Ben clearly knew it was a loaded question, probably already had a reasonable idea of the answer too. Richie still wasn’t in the mood for a heart-to-heart but figured he’d meet him halfway, at least. “Sure as shit been better. It’s uh. Been a rough couple of weeks. Not proud of it. Sorry for ignoring you all.”

 _“It’s OK, Richie. We get it. It’s good – shhhh, stop –“_ he cut himself off as the chatter around him began to escalate. Presumably the other Losers trying to muscle in on the conversation. God, he missed them. _“It’s good to hear from you.”_

Richie cleared his throat, trying to make sure the following words came out as steady as possible. “How was it?”

A pause. More background chatter. _“It was…weird,”_ he conceded _. “I dunno, it was uncomfortable, I guess. Didn’t really feel like we belonged there.”_

Richie scowled at the sidewalk. It made sense, of course. They weren’t part of ‘Edward Kaspbrak’s life. No one there would have known them. Wouldn’t even have heard of them except for maybe as a half-remembered anecdote told over a glass of wine. They were nobodies. But they were also his family. They had more right to be there than _anyone_. Richie had never been more grateful for his decision not to go.

“That’s such bullshit,” he muttered, falling silent as the town hall clock chimed out across the high street before continuing in a quieter tone. “I’m glad you guys went, at least. Eddie…he would have-“

_“Rich.”_

Ben’s interruption caught him off guard, almost making him trip in his slow stride. “Huh?”

_“Richie, where are you?”_

The question and the tone in which Ben asked it made Richie stop altogether. “What?” he asked, trying to keep the panic out of his voice.

_“Where are you?”_

“What do you mean? I’m home, I’m in LA.”

“Then why did that bell just chime four?” Richie blinked owlishly at the town hall clock, sputtering through a non-answer. On the other end of the line, he could hear Ben grow more adamant in his shushing, followed by the sound of him moving and a door closing. In a more hushed, urgent tone, he asked, _“Are you here right now? Are you in Manhattan?”_

“No! No, I promise. I’m not in New York.”

_“But you are on the East Coast.”_

Richie sighed, rubbing a hand across his face, knocking his glasses askew. “Yes, fucking Sherlock, I’m on the East Coast.”

 _“OK,”_ Ben said, some of the tension easing out of his voice. _“OK. We know you cancelled your tour. Did you…set something else up?”_

“No, it’s not- This isn’t work. Don’t worry about it.”

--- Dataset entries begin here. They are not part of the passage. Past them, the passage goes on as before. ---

PR #173, opened 2025-12-17
fix(pkg-r): Directly expose `id` rather than ask for `ns()` function

gadenbuie:
This stacks on #172 and is an alternate approach that exposes `id`.

The `ns` argument in #172 is convenient, but it's also not a standard a pattern that we use in Shiny modules. In general, it's normal to expect that you'll need to wrap any `id` for any component in `ns()`, e.g. `id = ns("component")`, in a Shiny module, including when you're nesting Shiny modules.

Passing in `ns` is an interesting idea, but it's not the standard established pattern and I'm not sure it's entirely worth it because it doesn't entire enable another class of use cases.

Allowing users to pass in `id`, on the other hand, **is** idiomatic and expected and gives users extra flexibility to call `$ui()` and `$server()` with alternate IDs, even in a non-module use case. That's entirely valid because we've decoupled the `$server()` return values from the parent QueryChat class.

## Example

Here's the example in #172 updated to use the new pattern.

```r
library(shiny)
library(bslib)
library(querychat)

qc <- QueryChat$new(mtcars, greeting = "Ask me about mtcars!")

module_ui <- function(id, qc) {
  ns <- NS(id)
  card(qc$ui(id = ns("qc-ui"))) #<< this is normal Shiny module stuff
}

module_server <- function(id, qc) {
  moduleServer(id, function(input, output, session) {
    qc$server(id = "qc-ui") #<< also expected in a Shiny module
  })
}

ui <- page_fluid(
  titlePanel("QueryChat Module Test"),
  module_ui("module1", qc)
)

  module_server("module1", qc)
}

shinyApp(ui, server)
```

So while the new R6 class saves you from needing to pass IDs around when you're using `qc$ui()` and `qc$server()` in a normal Shiny app (and you only have one), if you're in Shiny modules or if you have more than one chat from the same `qc` source object, you'll be able to connect the `id`s by passing them explicitly.

### DIFF
--- a/pkg-r/R/QueryChat.R
+++ b/pkg-r/R/QueryChat.R
@@ -474,8 +474,10 @@ QueryChat <- R6::R6Class(
     #' @param width Width of the sidebar in pixels. Default is 400.
     #' @param height Height of the sidebar. Default is "100%".
     #' @param fillable Whether the sidebar should be fillable. Default is `TRUE`.
-    #' @param ns A Shiny namespacing (i.e., [shiny::NS()]) function.
-    #' Only needed when calling this method within a module UI function.
+    #' @param id Optional ID for the QueryChat instance. If not provided,
+    #'   will use the ID provided at initialization. If using `$sidebar()` in
+    #'   a Shiny module, you'll need to provide `id = ns("your_id")` where `ns`
+    #'   is the namespacing function from [shiny::NS()].
     #'
     #' @return A [bslib::sidebar()] UI component.
     #'
@@ -493,7 +495,7 @@ QueryChat <- R6::R6Class(
       width = 400,
       height = "100%",
       fillable = TRUE,
-      ns = NULL
+      id = NULL
     ) {
       bslib::sidebar(
         width = width,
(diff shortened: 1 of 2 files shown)


cpsievert:
> Allowing users to pass in id, on the other hand, is idiomatic and expected 

I feel a bit torn on how true this is. It is idiomatic if you know that `$ui()`/`$server()` functions are module functions, but how obvious is that? And how familiar of a pattern is it to call a module from within another module? 

> The ns argument in #172 is convenient, but it's also not a standard a pattern that we use in Shiny modules

I get where you're coming from, but it also sort of comes from a place that you know the underlying implementation of `$ui()`/`$server()` is a module. Also, the class based approach is already non-standard, so I'm not sure following standards is obviously more helpful.

Ultimately, I do feel a bit conflicted on this, but the aspect that pushed me towards `ns` was the fact that it is confusing for the instance to have an `id` that you can also override into irrelevance with `$ui()` and `$server()`. With `ns`, there is no confusion over when/which `id`s to set, and it's more obvious that it's only there because of the modules use case.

A frustrated laugh travelled down the line, putting Richie more on edge. He’d always hated disappointing Ben. It was like accidentally treading on a puppy. _“I do worry, though. We all do.”_

Richie clenched his eyes shut. He didn’t want to do this. “Yeah, well, it’s nothing just-“

_“You know you can talk to us-“_

“There’s nothing to talk-“

_“-we just want to-“_

“I’m getting him out!” Richie yelled at his phone, ignoring the stares of a passing couple. The silence on the other end of the line had Richie glancing at the screen to make sure the call was still connected.

_“You’re…what?”_

“You wanna know where I am? I’m standing in front of the fucking general store in Derry, Maine. I’m about to invest in a shovel, a hard hard, maybe a pair of those elbow length glove things. And I’m not leaving here until I’ve dug my way back into that fucking cistern and dragged him back out like I should have done the first time.”

Ben let out a shaky breath. _“Rich…”_

The tone cracked him apart. He needed to sit down before he fell down. Instead he just propped himself up against a nearby wall, knocking his head against the brick. “You can’t talk me out of it. I won’t let you.” _Not again_ , he didn’t say but from the sharp inhale on the other end, he thought Ben heard it anyway.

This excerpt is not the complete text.